Paye gives him a sidelong look, as if wondering what the hell that has to do with anything. "She is Lutheran. All her village is."

"What happens if she refuses to do what she's supposed to?"

"It depends on the patience of her sister's husband, of her village. She might be brought before the chief. Sometimes the family or village takes matters into their own hands. It's a very bad business."

Xander nods. In touchy conversations like these, half the work is inferring. In his experience he's never gone wrong by assuming the worst. The way he reads it, if someone loses their patience, to use Paye's phrasing, she could pay with her life.

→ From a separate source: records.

PR #3076, opened 2019-06-28
Refactor strings to use an inference manager object

ajreynol:
This organizes the theory of strings so that the processing of inferences is handled by a central, customized inference manager object, which manages whether inferences are facts/lemmas/conflicts. It can be seem as a wrapper around the output channel of TheoryStrings and the equality engine of TheoryStrings.

This required cleaning up a few other minor things (mkAnd, utilities related to proxy variables) to enable this split.

The behavior of the code is mostly unchanged.

This is work towards #1881.


src/theory/strings/output_channel.cpp
```diff
@@ -0,0 +1,448 @@
...
+  if (eq.isConst())
+  {
+    return false;
+  }
+  NodeManager* nm = NodeManager::currentNM();
+  Node lemma_or = nm->mkNode(OR, eq, nm->mkNode(NOT, eq));
+  Trace("strings-lemma") << "Strings::Lemma " << c << " SPLIT : " << lemma_or
+                         << std::endl;
+  d_pending_lem.push_back(lemma_or);
+  sendPhaseRequirement(eq, preq);
```
4tXJ7f: The splits statistic is missing. Can we maybe add it to `OutputChannelStrings`?

src/theory/strings/output_channel.cpp
```diff
@@ -0,0 +1,448 @@
...
+}
+
+Node OutputChannelStrings::getRepresentative(Node t)
+{
+  if (d_ee.hasTerm(t))
+  {
+    return d_ee.getRepresentative(t);
+  }
+  return t;
+}
```
4tXJ7f: IMHO, we should only have an implementation here or in `TheoryStrings` and not in both.

src/theory/strings/output_channel.cpp
```diff
@@ -0,0 +1,448 @@
...
+
+bool OutputChannelStrings::hasTerm(Node a) { return d_ee.hasTerm(a); }
```
4tXJ7f: Ditto.

src/theory/strings/output_channel.cpp
```diff
@@ -0,0 +1,448 @@
...
+
+bool OutputChannelStrings::areEqual(Node a, Node b)
```
4tXJ7f: Ditto.

src/theory/strings/output_channel.cpp
```diff
@@ -0,0 +1,448 @@
...
+    return true;
+  }
+  else if (hasTerm(a) && hasTerm(b))
+  {
+    return d_ee.areEqual(a, b);
+  }
+  return false;
+}
+
+bool OutputChannelStrings::areDisequal(Node a, Node b)
```
4tXJ7f: Ditto.

src/theory/strings/output_channel.cpp
```diff
@@ -0,0 +1,448 @@
...
+    }
+    i++;
+  }
+  d_pending.clear();
+  d_pending_exp.clear();
+}
+
+void OutputChannelStrings::doPendingLemmas()
+{
+  if (!hasConflict())
```
4tXJ7f: In the original code, we don't do that if we don't have pending lemmas. Is this change intentional? It seems like it could make a difference if we have pending phase requirements but no pending lemmas.

src/theory/strings/output_channel.h
```diff
@@ -0,0 +1,308 @@
...
+#include "cvc4_private.h"
+
+#ifndef CVC4__THEORY__STRINGS__OUTPUT_CHANNEL_H
+#define CVC4__THEORY__STRINGS__OUTPUT_CHANNEL_H
+
+#include "context/cdhashset.h"
+#include "theory/uf/equality_engine.h"
+
+#include <climits>
+#include <deque>
```
4tXJ7f: Those includes should come before the project includes.

src/theory/strings/output_channel.h
```diff
@@ -0,0 +1,308 @@
...
+ ** \brief Customized output channel for the theory of strings
+ **/
+
+#include "cvc4_private.h"
+
+#ifndef CVC4__THEORY__STRINGS__OUTPUT_CHANNEL_H
+#define CVC4__THEORY__STRINGS__OUTPUT_CHANNEL_H
+
+#include "context/cdhashset.h"
+#include "theory/uf/equality_engine.h"
```
4tXJ7f: Add missing includes for `Context`, `Node`, `std::vector`, `OutputChannel`, `std::map`.

src/theory/strings/output_channel.h
```diff
@@ -0,0 +1,308 @@
...
+  /** same as above, but where exp_n is empty */
+  void sendInference(std::vector<Node>& exp,
+                     Node eq,
+                     const char* c,
+                     bool asLemma = false);
+  /** Send split
+   *
+   * This requests that ( a = b V a != b ) is sent on the output channel as a
+   * lemma. We additionally request that a phase requirement the equality a=b
+   * to polarity preq.
```
4tXJ7f: The last sentence does not seem to parse for me.

src/theory/strings/output_channel.h
```diff
@@ -0,0 +1,308 @@
...
+   * debugging.
+   */
+  void sendLemma(Node ant, Node conc, const char* c);
+  /**
+   * Indicates that conc should be added to the equality engine of this class
+   * with explanation eq_exp. It must be the case that eq_exp is a (conjunction
+   * of) literals that each are explainable, i.e. they already hold in the
+   * equality engine of this class.
+   */
+  void sendInfer(Node eq_exp, Node eq, const char* c);
```
4tXJ7f: Why are the two methods above `protected` instead of `private`?

src/theory/strings/output_channel.h
```diff
@@ -0,0 +1,308 @@
...
+   * This is a reference to the output channel of the theory of strings.
+   */
+  OutputChannel& d_out;
+  /** Common constants */
+  Node d_true;
+  Node d_false;
+  /** The list of pending literals to assert to the equality engine */
+  std::vector<Node> d_pending;
+  /** A map from the literals in the above vector to their explanation */
+  std::map<Node, Node> d_pending_exp;
```
4tXJ7f: Since this is a new class, can we rename the variables to be camelCase to follow the style guide?

src/theory/strings/output_channel.h
```diff
@@ -0,0 +1,308 @@
...
+   * For example, say that v1 was introduced as a proxy variable for "ABC", and
+   * v2 was introduced as a proxy variable for "AA".
+   *
+   * Given the input n := v1 = "ABC" ^ v2 = x ^ x = "AA", this method sets:
+   * vars = { x },
+   * subs = { v2 },
+   * unproc = {}.
+   * In particular, since says that the information content of n essentially
+   * says that x = v2, while the first and third conjunctions can be dropped
+   * since they effectively give the definition of the proxy variables.
```
4tXJ7f: The sentence above does not seem to parse for me.

src/theory/strings/output_channel.cpp
```diff
@@ -0,0 +1,448 @@
...
+      Trace("strings-pending") << "Require phase : " << prp.first
+                               << ", polarity = " << prp.second << std::endl;
+      d_out.requirePhase(prp.first, prp.second);
+    }
+  }
+  d_pending_lem.clear();
+  d_pending_req_phase.clear();
+}
+
+bool OutputChannelStrings::hasConflict() const { return d_parent.d_conflict; }
```
4tXJ7f: Wouldn't it be more natural to move `d_parent.d_conflict` to `OutputChannelStrings`?

src/theory/strings/theory_strings_utils.cpp
```diff
@@ -0,0 +1,50 @@
...
+ **/
+
+#include "theory/strings/theory_strings_utils.h"
+
+using namespace CVC4::kind;
+
+namespace CVC4 {
+namespace theory {
+namespace strings {
+namespace utils {
```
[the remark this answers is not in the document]
ajreynol: I was following https://github.com/CVC4/CVC4/blob/master/src/theory/bv/theory_bv_utils.h, although I am not strongly for/against this namespace.

src/theory/strings/theory_strings_utils.h
```diff
@@ -0,0 +1,43 @@
...
+namespace CVC4 {
+namespace theory {
+namespace strings {
+namespace utils {
+
+/**
+ * Make the conjunction of nodes in a. Removes duplicate conjuncts, returns
+ * true if a is empty, and a single literal if a has size 1.
+ */
+Node mkAnd(std::vector<Node>& a);
```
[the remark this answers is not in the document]
ajreynol: I think this is a bigger discussion, that we've debated a lot in the past and won't be easy to quickly resolve. I'd like to revisit this but its out of scope for the PR.

This PR is regardless progress towards this since it is making strings/BV more uniform as they both will now have a utils file.

src/theory/strings/output_channel.h
```diff
@@ -0,0 +1,308 @@
+/*********************                                                        */
+/*! \file output_channel.h
```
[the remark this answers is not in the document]
ajreynol: I've changed the name to inference_manager and the class name to InferenceManager.

src/theory/strings/output_channel.h
```diff
@@ -0,0 +1,308 @@
...
+ * In particular, inferences are given to this class via calls to functions:
+ *
+ * sendInternalInference, sendInference, sendSplit
+ *
+ * This class decides how these calls will be processed, where the main design
+ * decisions it considers are whether the conclusions corresponding to these
+ * calls will be processed as:
+ *
+ * (1) Internally in the strings solver, via calls to the equality engine. We
+ * refer to these literals as "facts",
```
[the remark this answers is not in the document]
ajreynol: What I call "facts" does refer to literals. 

A "conclusion" indeed may be an arbitrary formula, which can be processed to multiple literal "facts".

src/theory/strings/output_channel.cpp
ajreynol: This stat was never really used and is not very important, hence I'd like to remove it for simplicity.

src/theory/strings/output_channel.cpp
ajreynol: Yes, the previous code was a bit nonsensical.  Lemmas and phase requirements essentially should be processed in parallel (phase requirements typically say what polarity to decide for literals that appear in lemmas).  The new code makes it so that we don't do anything if we are in conflict.

src/theory/strings/output_channel.cpp
ajreynol: There would be a circular include.

ajreynol:
I've addressed all points of the review except those that I've commented on. 

I have left the strings utilities in the `strings::utils::` namespace.  My main reason why I like it is that it is a way of marking utility functions in the code. That is, seeing `utils::mkAnd` immediately tells me that its from `strings/theory_strings_utils.h`, whereas if it were a global function in the same namespace it would be a bit more confusing.  I'm also basing this on my experience in the bit-vector theory with theory_bv_utils, where I generally like having the `utils::` prefix there too.

This is up for discussion.

src/theory/strings/theory_strings_utils.cpp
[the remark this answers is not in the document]
4tXJ7f: I would prefer that there is a `utils` folder insides `src/theory/{bv,strings}` in that case but I agree that that discussion is out-of-scope for this PR. We should discuss this though.

src/theory/strings/theory_strings_utils.h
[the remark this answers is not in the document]
4tXJ7f: I tend to agree with this and yes, we should discuss this again. To have a utils file is at least a step forward :)

src/theory/strings/output_channel.h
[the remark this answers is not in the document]
4tXJ7f: That sounds good to me.

src/theory/strings/output_channel.cpp
4tXJ7f: In that case, we should probably get rid of the variable completely.

src/theory/strings/output_channel.cpp
4tXJ7f: Hm, I am not quite following. `theory_strings.h` already includes `inference_manager.h` https://github.com/CVC4/CVC4/pull/3076/files#diff-452ff9fd1723599f909e96f23d6f366dR27, no?

src/theory/strings/output_channel.cpp
4tXJ7f: That's fair, thanks for the explanation.

src/theory/strings/output_channel.h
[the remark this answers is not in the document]
4tXJ7f: Right. In the context, it is still a bit confusing IMHO because the text says: 

> whether the _conclusions_ will be processed [...] We refer to these literals as "facts"

It could be understood that the conclusion has to be a simple literal in case (1), which is AFAIK not true. Maybe we could say:

> We refer to literals in these conclusions as "facts"

src/theory/strings/output_channel.cpp
ajreynol: Yes, so inference_manager cannot include theory_strings.h. Hence, this function needs to be in the cpp of inference_manager.

4tXJ7f: I think there was a bit of a misunderstanding here :) I was suggesting to move the `d_conflict` variable to `InferenceManager` ;) Not too important, we can potentially address this in a later PR.

src/theory/strings/inference_manager.h
```diff
@@ -0,0 +1,292 @@
...
+   * definition of all proxy variables introduced by the theory of strings.
+   *
+   * For example, say that v1 was introduced as a proxy variable for "ABC", and
+   * v2 was introduced as a proxy variable for "AA".
+   *
+   * Given the input n := v1 = "ABC" ^ v2 = x ^ x = "AA", this method sets:
+   * vars = { x },
+   * subs = { v2 },
+   * unproc = {}.
+   * In particular, this says that the information content of n essentially
```
4tXJ7f:
```suggestion
   * In particular, this says that the information content of n is essentially
```

src/theory/strings/output_channel.cpp
ajreynol: Ah.  Yes I considered this.

I think in the end I'm going to split another class off of TheoryStrings, which relates to the "state" of the solver, which includes things like read queries to equality engine and the normal form information.  Otherwise I think the inference manager will become too big of a class.  The intention of this class is to mostly act as a means of performing the "output" of strategies and not means of tracking the state of the solver.

I am following a very similar approach in refactoring sets, see InferenceManager, SetsState (https://github.com/CVC4/CVC4/compare/master...ajreynol:setsCardSplit).

aniemetz:
> I've addressed all points of the review except those that I've commented on.
> 
> I have left the strings utilities in the `strings::utils::` namespace. My main reason why I like it is that it is a way of marking utility functions in the code. That is, seeing `utils::mkAnd` immediately tells me that its from `strings/theory_strings_utils.h`, whereas if it were a global function in the same namespace it would be a bit more confusing. I'm also basing this on my experience in the bit-vector theory with theory_bv_utils, where I generally like having the `utils::` prefix there too.
> 
> This is up for discussion.

I agree. I prefer having util functions in the utils:: namespace. I also prefer to always use `utils::` explicitly in the code (no `using utils::...`).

"You are looking for a girl," Paye says.

"Yes. A particular girl, though. One of the Chosen. It's not my place to choose, that's already done."

"But you think maybe this girl could be her."

"It's possible. A friend of mine was one of the Chosen -- the Chosen One, back when there was only one. She had a lot of trouble with her people because of this. Her family, her school, the police. It goes with being chosen. Trouble seeks these girls."

Paye looks unconvinced. Unavoidable trouble is one thing, shirking of duty another. "Still. If she is the one, I advise you to be careful."

"Believe me, that's the plan."

***

Sweet Jesus, Giles, are you really sure I can do this?